In 1916, when Albert Einstein published his work on general relativity, he demonstrated the intimate relationship between space and time. Unlike Newtonian physics where space and time are absolute, rigid and immutable, general relativity describes a relative and dynamic space-time on which energy and matter can influence. Einstein's equation thus describes the direct relationship that exists between the geometry of space-time and its matter-energy content.
The spacetime of general relativity has three dimensions of space and one dimension of time (3+1). It is a four-dimensional curved spacetime, mathematically described by a pseudo-Riemannian Lorentz manifold, a particular class of differential manifold. In geometry, a variety of dimension n (with n a natural integer) is a generalizing topological object.
In this framework, the dimension of a manifold designates the number of parameters necessary to position a point locally on the manifold. In the context of general relativity, an event, to be described in space-time, requires three position parameters (x, y, z) and a temporal parameter (t). This is why the spacetime of general relativity is a 4-dimensional manifold, because the description of an event requires these 4 parameters.
On this Lorentzian pseudo-Riemannian manifold, a pseudo-Riemannian metric is applied. This means that a curvature parameter is needed to describe spacetime. The spacetime of general relativity is therefore a curved spacetime.
It is important to note that curvature is a local property of spacetime; it requires no exterior space to be described and measured. Curvature is therefore an intrinsic property of the surface of the space-time manifold.
The properties of space-time are entirely described by Einstein's equations, in particular by the curvature tensor which expresses the dynamic properties of space-time.
This description of the dynamics of the Universe is completely self-sufficient; general relativity is entirely contained within this curved 4-dimensional space-time. Calculations and measurements are strictly done internally and do not need to be integrated into a larger space.

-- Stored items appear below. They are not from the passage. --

PR #88, opened 2019-12-19
COMPRESS-499: Fixed edge case in `SeekableInMemoryByteChannel#truncate`

trejkaz:
Initial proposed patch.

It's unknown whether the bug has any actual impact because the edge case is very specific and honestly is a misuse-case in my book.

Test cases cover what we deemed to be all possible size vs new size vs position relationships.

### DIFF
--- a/src/main/java/org/apache/commons/compress/utils/SeekableInMemoryByteChannel.java
+++ b/src/main/java/org/apache/commons/compress/utils/SeekableInMemoryByteChannel.java
@@ -96,9 +96,7 @@ public class SeekableInMemoryByteChannel implements SeekableByteChannel {
 
     @Override
     public SeekableByteChannel truncate(long newSize) {
-        if (size > newSize) {
-            size = (int) newSize;
-        }
+        size = (int) newSize;
         repositionIfNecessary();
         return this;
     }
--- a/src/test/java/org/apache/commons/compress/utils/SeekableInMemoryByteChannelTest.java
+++ b/src/test/java/org/apache/commons/compress/utils/SeekableInMemoryByteChannelTest.java
@@ -155,15 +155,97 @@ public class SeekableInMemoryByteChannelTest {
 
     @Test
     public void shouldSetProperPositionOnTruncate() throws IOException {
-        //given
-        SeekableInMemoryByteChannel c = new SeekableInMemoryByteChannel(testData);
-        //when
-        c.position(testData.length);
-        c.truncate(4L);
-        //then
-        assertEquals(4L, c.position());
-        assertEquals(4L, c.size());
-        c.close();
+        // In absence of proper parametrised test cases :(
+        long[][] testCases = {
+                // { Position, NewSize, ExpectedPosition }
+
+                // Position == Size == NewSize
+                // - Size doesn?t change
+                // - Position doesn?t change
+                { 9L, 9L, 9L },
+
+                // NewSize < Position == Size :
+                // - Size changes to NewSize
+                // - Position changes to NewSize
+                { 4L, 9L, 4L },
+
+                // Position == Size < NewSize :
+                // - Size changes to NewSize and you get undefined data between
+                // - Position doesn?t change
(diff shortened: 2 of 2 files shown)


src/main/java/org/apache/commons/compress/utils/SeekableInMemoryByteChannel.java
```diff
@@ -96,9 +96,7 @@ public long size() {
 
     @Override
     public SeekableByteChannel truncate(long newSize) {
-        if (size > newSize) {
-            size = (int) newSize;
-        }
+        size = (int) newSize;
```
trejkaz: The fact that removing the condition made the last test case pass was very interesting but definitely warrants double or even triple-checking. Also I'd check all the test cases again too. Two of us here looked at them for quite a while but I found one mistake in our reasoning while implementing the actual test code already. There might be another.

PeterAlfreadLee: I think removing the size comparion is not right. There're also some problems in your test cases, and I think that's why your code passed the test cases.

src/test/java/org/apache/commons/compress/utils/SeekableInMemoryByteChannelTest.java
```diff
@@ -155,15 +155,97 @@ public void shouldTruncateContentsProperly() throws IOException {
...
+                long expectedPosition = testCase[2];
+
+                //given
+                try (SeekableInMemoryByteChannel c = new SeekableInMemoryByteChannel(testData)) {
+                    //when
+                    c.position(position);
+                    c.truncate(newSize);
+                    //then
+                    assertEquals(expectedPosition, c.position());
+                    assertEquals(newSize, c.size());
```
PeterAlfreadLee: I think this is not right. Basing on the java docs, I think it should be like this :
```
//when
long originalSize = c.size();
c.position(position);
c.truncate(newSize);
//then
assertEquals(expectedPosition, c.position());
long expectedSize = newSize < originalSize ? newSize : originalSize;
assertEquals(expectedSize, c.size());
```

PeterAlfreadLee:
As I said on JIRA, I think we should wait a while until we have figure out if `SeekableInMemoryByteChannel` is doing this intentionally or not.
I would say it may be better that we should be patient and have a discussion in mailing list before the code is merged.

Besides, I think it's better to have a modification on `SeekableInMemoryByteChannel.repositionIfNecessary` if this is identified as a problem. The problem is about the `position` in `SeekableInMemoryByteChannel`, not the `size`. `SeekableInMemoryByteChannel.repositionIfNecessary` is the method that actually changes the `position`, and it's also called in `SeekableInMemoryByteChannel.read`.

And I think a double check on other classes that implements `SeekableByteChannel` would be a better software practice - we shoud check other related potential problems - but not too rush, I believe a discussion before it may be better.

Hope this helps :)

src/test/java/org/apache/commons/compress/utils/SeekableInMemoryByteChannelTest.java
trejkaz: You might be right about that. If that's the case I'd prefer to put expectedSize into the array though, otherwise it's dangerously like replicating the logic in the class being tested.

PeterAlfreadLee: > if the position is past the end and the truncation point, then the position is updated to the truncation point, but the size is not updated to it.

I don't see any problems with the `size`. I think that's what the name `truncate` means. It's called `truncate`, not `resize` or some other name, which means the size can only become smaller when this method is called. If the `newSize` is bigger than the `size`, I think there's nothing needed to do on the `size`.
I think the problem is about the `position`, not the `size`.

bodewig:
My reading of the spec is that the current behavior for size was correct but not for position. I've added a bunch of tests and think I've fixed the issue with af63df69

The mathematical and physical description of the Universe is thus perfectly autonomous, it does not require any external reference to be carried out.
Expansion is a phenomenon taking place in our universe, supported by observations and measurements carried out in the latter. It is therefore a purely internal phenomenon, independent of any notion of container or exterior. Therefore, the answer to the initial question is as follows:the Universe does not expand into anything, it expands in itself, and of itself.
However, this does not mean that there is no outer or greater dimensional space in which our universe operates. It simply means that such an assumption is not necessary to describe or apprehend the expansion.
Unless future observations demonstrate the existence of an external space with more than 4 dimensions in which our universe would be contained, and that this space does indeed influence the expansion, the latter remains a strictly internal phenomenon.